--- Entries shown Enclosed Below ---

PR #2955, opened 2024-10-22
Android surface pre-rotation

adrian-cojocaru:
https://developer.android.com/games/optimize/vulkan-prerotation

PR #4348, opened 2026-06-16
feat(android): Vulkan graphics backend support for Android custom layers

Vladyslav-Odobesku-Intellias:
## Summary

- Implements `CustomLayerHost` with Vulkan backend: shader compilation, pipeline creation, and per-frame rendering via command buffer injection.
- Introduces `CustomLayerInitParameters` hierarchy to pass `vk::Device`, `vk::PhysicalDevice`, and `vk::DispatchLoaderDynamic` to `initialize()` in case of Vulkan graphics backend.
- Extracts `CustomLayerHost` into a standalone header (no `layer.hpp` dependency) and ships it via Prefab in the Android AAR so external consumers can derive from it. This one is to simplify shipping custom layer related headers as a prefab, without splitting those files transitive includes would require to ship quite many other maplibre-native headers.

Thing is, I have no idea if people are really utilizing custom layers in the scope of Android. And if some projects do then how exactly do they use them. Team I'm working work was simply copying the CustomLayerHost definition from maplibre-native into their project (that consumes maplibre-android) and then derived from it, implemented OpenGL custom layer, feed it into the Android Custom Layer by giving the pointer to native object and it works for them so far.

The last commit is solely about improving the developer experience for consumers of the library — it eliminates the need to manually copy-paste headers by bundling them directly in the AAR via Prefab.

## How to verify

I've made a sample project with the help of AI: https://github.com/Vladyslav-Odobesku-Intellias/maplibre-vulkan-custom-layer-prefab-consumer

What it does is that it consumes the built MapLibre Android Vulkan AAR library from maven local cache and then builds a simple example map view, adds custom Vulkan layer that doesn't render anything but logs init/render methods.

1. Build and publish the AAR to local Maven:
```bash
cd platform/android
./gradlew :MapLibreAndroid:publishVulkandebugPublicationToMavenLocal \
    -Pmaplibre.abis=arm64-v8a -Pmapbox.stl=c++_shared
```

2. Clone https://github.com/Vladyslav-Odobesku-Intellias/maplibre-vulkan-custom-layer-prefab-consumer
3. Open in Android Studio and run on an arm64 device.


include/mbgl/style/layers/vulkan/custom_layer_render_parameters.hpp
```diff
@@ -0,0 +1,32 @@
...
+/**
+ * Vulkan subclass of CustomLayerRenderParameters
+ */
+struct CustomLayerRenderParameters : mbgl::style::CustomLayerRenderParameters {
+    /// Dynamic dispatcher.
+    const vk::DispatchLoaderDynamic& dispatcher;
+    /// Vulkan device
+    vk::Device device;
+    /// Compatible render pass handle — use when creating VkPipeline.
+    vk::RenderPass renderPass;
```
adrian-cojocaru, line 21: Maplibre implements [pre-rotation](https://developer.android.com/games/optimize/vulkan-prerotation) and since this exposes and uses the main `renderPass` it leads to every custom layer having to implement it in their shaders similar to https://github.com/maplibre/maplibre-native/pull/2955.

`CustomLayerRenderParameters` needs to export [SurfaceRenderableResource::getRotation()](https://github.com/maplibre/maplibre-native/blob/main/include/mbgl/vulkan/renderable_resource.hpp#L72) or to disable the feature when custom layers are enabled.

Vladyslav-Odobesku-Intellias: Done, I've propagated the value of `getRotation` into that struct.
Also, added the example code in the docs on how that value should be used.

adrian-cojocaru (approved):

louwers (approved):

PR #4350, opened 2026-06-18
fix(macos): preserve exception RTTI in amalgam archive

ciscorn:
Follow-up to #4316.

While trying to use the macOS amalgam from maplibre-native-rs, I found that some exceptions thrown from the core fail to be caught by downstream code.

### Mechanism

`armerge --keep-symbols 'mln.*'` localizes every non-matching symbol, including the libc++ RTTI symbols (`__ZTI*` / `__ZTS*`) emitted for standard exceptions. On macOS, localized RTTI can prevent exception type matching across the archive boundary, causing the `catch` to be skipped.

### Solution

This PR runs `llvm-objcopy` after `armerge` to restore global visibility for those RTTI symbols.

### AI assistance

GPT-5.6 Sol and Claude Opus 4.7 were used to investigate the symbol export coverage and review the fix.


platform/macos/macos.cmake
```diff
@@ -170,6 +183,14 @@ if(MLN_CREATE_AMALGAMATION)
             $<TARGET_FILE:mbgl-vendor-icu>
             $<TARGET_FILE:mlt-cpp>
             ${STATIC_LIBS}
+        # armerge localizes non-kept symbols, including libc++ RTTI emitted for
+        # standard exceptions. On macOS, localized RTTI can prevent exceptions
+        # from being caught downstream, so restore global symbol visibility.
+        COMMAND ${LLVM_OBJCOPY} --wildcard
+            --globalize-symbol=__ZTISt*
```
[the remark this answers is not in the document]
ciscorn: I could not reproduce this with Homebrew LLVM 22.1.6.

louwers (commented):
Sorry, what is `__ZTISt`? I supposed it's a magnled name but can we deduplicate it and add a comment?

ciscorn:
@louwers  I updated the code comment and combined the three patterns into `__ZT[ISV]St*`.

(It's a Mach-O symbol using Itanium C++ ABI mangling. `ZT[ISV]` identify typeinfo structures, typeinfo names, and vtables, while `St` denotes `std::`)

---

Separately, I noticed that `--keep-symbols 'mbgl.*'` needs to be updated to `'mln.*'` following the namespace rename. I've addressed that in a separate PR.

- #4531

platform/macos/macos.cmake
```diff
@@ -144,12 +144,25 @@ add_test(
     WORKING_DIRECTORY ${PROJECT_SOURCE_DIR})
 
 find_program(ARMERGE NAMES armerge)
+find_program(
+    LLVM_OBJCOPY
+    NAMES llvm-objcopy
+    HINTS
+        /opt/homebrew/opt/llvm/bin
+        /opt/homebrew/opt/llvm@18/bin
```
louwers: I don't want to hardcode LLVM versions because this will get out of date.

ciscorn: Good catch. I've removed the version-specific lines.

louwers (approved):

--- End of Enclosed Entries shown ---
--- Entries shown Enclosed Below ---

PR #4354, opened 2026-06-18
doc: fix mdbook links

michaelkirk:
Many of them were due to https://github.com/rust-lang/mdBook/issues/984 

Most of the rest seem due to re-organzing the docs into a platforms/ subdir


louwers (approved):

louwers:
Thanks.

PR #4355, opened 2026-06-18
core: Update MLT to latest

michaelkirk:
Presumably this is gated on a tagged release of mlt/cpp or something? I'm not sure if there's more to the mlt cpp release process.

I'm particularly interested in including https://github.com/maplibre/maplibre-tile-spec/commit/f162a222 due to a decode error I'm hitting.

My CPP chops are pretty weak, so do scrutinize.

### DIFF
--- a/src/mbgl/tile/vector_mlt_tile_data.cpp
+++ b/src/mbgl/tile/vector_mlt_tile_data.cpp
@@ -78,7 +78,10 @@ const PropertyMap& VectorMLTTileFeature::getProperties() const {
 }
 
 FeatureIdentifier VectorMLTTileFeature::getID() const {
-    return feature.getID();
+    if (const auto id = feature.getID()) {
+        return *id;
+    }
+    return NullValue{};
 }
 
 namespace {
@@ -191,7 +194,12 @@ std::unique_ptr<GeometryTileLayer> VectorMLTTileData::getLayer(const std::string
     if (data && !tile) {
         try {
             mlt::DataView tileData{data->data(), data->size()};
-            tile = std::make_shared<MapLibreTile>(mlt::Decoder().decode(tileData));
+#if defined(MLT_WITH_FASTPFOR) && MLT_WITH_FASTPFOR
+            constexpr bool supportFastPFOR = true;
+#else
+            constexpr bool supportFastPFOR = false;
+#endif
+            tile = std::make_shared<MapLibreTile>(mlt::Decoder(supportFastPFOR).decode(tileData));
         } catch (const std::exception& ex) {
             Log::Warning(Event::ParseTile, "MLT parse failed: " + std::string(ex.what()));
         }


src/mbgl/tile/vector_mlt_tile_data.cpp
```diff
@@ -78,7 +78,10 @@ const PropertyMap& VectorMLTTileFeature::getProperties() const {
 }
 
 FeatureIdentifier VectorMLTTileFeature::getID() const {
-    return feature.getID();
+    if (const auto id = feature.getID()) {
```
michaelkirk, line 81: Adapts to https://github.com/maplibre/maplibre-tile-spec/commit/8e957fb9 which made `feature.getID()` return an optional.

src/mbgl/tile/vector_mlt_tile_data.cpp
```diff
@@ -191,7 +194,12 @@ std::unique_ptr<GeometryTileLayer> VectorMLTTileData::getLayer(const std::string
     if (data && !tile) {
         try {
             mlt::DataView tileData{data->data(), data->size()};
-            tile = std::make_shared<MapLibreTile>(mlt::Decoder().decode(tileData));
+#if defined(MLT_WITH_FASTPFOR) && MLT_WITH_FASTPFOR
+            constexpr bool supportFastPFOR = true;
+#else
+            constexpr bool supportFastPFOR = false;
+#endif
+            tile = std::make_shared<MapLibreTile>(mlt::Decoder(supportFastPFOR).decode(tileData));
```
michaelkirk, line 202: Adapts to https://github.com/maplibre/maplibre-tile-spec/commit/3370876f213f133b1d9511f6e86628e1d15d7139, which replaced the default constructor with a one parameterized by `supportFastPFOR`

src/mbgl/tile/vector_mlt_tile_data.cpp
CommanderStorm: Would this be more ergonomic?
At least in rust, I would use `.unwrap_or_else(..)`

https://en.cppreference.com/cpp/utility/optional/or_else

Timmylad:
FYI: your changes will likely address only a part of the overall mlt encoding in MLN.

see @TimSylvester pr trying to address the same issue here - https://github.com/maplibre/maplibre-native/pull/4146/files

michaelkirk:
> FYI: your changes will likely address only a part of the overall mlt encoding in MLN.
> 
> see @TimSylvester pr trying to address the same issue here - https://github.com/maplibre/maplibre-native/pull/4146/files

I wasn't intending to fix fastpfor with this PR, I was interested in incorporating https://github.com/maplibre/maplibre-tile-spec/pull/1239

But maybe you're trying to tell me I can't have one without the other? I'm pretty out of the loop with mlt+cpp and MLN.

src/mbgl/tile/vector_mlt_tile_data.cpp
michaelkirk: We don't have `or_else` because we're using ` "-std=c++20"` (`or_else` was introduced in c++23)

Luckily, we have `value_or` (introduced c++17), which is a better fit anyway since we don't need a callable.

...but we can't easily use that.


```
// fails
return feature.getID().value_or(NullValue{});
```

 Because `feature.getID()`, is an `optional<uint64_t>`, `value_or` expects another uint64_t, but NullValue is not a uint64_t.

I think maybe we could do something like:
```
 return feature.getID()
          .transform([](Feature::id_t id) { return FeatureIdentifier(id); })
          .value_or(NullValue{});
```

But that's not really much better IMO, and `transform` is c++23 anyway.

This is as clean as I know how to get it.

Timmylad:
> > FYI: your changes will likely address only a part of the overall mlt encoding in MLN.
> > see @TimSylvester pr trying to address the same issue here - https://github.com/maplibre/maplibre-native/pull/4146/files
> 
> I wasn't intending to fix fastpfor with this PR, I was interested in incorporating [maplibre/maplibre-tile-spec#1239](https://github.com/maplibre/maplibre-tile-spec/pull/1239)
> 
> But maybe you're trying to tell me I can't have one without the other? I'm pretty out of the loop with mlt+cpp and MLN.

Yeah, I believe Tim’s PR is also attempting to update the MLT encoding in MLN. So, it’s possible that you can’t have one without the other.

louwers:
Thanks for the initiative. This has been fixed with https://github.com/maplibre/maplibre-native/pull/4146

--- End of Enclosed Entries shown ---

Pull out every line of the records that includes the string "adrian".

**Output of the task**
adrian-cojocaru:
adrian-cojocaru, line 21: Maplibre implements [pre-rotation](https://developer.android.com/games/optimize/vulkan-prerotation) and since this exposes and uses the main `renderPass` it leads to every custom layer having to implement it in their shaders similar to https://github.com/maplibre/maplibre-native/pull/2955.
adrian-cojocaru (approved):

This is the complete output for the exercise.